» **Exercise requirements**: Read the records below and report each line in which "files" occurs.

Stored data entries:

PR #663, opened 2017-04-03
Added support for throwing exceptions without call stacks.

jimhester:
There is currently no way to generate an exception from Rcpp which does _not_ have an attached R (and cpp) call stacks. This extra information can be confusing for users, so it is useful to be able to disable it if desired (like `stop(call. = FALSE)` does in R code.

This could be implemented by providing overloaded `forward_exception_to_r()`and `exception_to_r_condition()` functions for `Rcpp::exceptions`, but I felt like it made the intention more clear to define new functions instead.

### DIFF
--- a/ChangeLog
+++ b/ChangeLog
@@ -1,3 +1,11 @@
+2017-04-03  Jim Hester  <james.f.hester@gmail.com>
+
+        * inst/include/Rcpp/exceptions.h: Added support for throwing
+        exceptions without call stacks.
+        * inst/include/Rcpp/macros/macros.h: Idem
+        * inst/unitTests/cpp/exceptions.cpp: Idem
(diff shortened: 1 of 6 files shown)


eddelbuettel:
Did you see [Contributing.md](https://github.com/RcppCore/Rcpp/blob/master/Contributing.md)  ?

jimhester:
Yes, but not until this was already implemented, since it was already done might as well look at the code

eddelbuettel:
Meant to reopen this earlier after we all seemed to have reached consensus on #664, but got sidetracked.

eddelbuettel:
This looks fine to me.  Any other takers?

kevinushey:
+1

---

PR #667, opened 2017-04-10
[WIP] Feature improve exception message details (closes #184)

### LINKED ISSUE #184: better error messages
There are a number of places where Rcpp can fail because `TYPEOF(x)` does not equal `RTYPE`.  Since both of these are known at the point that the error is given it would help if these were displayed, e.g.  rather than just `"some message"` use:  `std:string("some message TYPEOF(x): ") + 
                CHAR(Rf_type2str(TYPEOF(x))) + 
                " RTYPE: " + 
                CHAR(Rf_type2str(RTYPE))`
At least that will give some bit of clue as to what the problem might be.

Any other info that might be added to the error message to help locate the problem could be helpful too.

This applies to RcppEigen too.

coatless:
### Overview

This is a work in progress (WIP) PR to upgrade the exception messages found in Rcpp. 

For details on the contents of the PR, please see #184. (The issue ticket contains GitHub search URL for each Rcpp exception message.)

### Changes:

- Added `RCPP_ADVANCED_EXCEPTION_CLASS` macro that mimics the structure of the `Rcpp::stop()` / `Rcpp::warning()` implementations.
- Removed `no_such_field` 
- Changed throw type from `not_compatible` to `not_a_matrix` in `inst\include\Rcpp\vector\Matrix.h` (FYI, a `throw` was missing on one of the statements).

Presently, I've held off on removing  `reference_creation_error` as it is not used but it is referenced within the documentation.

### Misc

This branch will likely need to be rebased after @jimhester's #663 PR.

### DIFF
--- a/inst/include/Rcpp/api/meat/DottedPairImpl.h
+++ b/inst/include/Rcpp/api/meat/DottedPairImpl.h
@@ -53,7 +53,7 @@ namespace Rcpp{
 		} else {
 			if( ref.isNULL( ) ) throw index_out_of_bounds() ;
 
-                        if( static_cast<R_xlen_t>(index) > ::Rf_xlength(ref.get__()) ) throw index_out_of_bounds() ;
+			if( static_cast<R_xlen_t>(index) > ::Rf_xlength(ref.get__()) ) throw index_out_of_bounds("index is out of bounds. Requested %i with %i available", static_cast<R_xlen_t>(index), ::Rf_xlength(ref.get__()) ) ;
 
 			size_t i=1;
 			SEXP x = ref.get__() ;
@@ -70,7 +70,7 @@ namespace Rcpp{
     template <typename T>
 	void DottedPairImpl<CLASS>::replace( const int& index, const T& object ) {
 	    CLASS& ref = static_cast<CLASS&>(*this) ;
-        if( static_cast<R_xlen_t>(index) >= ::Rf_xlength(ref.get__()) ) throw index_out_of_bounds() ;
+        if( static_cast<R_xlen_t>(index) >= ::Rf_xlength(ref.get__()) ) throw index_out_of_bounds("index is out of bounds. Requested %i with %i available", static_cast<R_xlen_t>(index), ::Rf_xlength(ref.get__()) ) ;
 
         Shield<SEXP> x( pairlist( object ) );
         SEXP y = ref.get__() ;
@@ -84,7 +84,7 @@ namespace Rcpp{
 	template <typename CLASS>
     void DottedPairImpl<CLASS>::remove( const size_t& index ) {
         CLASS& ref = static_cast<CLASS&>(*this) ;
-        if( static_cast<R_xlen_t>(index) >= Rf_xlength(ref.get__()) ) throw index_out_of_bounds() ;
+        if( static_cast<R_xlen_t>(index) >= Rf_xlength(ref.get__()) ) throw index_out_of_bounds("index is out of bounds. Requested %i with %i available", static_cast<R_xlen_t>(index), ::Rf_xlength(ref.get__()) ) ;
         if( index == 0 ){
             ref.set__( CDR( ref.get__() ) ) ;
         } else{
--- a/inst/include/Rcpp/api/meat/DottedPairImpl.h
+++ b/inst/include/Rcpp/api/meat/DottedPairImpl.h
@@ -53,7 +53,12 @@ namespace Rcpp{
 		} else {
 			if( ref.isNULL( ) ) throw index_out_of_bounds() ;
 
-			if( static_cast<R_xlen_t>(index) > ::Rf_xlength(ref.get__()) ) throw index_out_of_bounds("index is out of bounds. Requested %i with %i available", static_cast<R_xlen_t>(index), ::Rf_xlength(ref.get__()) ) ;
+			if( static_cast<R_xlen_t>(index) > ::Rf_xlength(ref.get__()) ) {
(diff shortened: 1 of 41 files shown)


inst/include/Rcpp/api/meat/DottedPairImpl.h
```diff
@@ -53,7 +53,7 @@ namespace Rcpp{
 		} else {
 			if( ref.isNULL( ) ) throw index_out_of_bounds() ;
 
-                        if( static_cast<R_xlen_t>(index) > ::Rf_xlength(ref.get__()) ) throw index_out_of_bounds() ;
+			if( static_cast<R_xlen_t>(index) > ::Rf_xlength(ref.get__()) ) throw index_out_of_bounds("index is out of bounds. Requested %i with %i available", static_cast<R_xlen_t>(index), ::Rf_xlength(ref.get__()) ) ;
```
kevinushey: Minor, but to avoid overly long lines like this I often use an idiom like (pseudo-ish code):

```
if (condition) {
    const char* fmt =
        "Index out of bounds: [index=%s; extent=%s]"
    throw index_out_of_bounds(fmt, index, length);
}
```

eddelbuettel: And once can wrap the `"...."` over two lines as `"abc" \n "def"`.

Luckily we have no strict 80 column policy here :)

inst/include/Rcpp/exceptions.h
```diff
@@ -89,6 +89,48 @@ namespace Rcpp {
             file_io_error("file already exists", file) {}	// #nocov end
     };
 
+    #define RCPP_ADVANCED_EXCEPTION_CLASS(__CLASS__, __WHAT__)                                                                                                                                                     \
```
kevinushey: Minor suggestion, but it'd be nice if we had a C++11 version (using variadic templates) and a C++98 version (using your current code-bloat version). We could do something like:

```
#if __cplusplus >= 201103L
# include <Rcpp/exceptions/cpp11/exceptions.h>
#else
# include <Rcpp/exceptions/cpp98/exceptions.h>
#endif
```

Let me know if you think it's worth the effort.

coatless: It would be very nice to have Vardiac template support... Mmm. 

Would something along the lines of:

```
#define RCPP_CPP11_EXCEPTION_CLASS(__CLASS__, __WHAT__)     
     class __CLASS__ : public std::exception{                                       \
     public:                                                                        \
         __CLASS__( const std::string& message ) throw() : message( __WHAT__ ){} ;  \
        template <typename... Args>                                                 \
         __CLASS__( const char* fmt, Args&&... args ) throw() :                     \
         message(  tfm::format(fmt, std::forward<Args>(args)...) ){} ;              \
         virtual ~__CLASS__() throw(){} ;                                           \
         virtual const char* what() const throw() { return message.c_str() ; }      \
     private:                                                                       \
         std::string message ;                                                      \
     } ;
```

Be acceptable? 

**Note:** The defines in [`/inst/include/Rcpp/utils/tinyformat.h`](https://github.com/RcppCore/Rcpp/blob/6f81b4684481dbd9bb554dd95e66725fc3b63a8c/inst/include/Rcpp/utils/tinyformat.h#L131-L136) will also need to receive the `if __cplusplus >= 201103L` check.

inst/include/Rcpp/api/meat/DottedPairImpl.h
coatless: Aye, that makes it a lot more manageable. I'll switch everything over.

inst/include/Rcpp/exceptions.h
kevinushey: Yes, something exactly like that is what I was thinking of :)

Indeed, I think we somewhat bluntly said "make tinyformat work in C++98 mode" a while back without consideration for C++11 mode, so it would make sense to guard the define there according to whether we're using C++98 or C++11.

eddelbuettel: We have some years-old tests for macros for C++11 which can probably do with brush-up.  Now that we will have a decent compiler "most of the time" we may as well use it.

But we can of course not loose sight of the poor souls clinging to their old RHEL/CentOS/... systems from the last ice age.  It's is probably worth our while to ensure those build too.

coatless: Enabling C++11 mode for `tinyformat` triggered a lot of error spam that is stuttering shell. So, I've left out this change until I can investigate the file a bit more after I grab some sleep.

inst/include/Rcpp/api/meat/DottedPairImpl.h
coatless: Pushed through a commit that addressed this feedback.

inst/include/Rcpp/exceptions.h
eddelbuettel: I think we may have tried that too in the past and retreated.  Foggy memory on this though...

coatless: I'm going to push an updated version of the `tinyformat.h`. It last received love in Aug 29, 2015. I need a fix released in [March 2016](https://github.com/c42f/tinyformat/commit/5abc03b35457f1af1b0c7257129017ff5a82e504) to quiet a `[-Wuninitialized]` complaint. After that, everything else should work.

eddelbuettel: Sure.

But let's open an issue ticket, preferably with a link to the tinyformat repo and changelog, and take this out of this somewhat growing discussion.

» **Solution**:
(diff shortened: 1 of 6 files shown)
(diff shortened: 1 of 41 files shown)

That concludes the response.